### Extracted entries

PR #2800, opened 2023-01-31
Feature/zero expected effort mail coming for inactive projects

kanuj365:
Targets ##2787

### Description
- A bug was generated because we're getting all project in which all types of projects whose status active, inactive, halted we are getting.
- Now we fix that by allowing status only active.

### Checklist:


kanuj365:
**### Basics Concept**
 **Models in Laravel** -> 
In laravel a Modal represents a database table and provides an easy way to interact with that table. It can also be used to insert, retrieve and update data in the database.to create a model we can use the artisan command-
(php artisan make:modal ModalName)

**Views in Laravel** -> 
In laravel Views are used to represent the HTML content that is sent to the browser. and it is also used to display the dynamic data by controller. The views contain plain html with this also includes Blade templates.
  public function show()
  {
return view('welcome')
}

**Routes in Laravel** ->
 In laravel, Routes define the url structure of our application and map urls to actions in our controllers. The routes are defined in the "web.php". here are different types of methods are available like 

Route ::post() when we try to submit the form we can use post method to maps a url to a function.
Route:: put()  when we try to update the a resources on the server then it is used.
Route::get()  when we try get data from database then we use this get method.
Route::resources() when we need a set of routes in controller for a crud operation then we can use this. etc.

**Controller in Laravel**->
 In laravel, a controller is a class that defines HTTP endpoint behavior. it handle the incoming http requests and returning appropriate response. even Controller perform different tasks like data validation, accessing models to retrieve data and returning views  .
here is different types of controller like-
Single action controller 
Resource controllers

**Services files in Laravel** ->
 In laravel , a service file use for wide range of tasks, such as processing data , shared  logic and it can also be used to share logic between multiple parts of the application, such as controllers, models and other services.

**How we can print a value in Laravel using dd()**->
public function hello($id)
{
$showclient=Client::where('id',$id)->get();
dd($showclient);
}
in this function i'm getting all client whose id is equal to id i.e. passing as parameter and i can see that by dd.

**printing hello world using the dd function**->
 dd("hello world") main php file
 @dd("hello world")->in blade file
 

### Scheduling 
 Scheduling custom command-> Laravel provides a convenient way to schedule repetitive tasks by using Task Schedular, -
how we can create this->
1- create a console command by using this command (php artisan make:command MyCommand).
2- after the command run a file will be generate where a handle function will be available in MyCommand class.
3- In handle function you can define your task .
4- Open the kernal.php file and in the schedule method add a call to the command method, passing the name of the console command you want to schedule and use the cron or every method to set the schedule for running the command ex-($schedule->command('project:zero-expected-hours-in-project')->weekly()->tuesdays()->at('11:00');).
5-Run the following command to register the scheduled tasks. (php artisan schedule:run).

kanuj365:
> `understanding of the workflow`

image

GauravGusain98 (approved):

### The task
Pull out the lines above in which the word "zero" appears.

### Result for this task
Feature/zero expected effort mail coming for inactive projects
4- Open the kernal.php file and in the schedule method add a call to the command method, passing the name of the console command you want to schedule and use the cron or every method to set the schedule for running the command ex-($schedule->command('project:zero-expected-hours-in-project')->weekly()->tuesdays()->at('11:00');).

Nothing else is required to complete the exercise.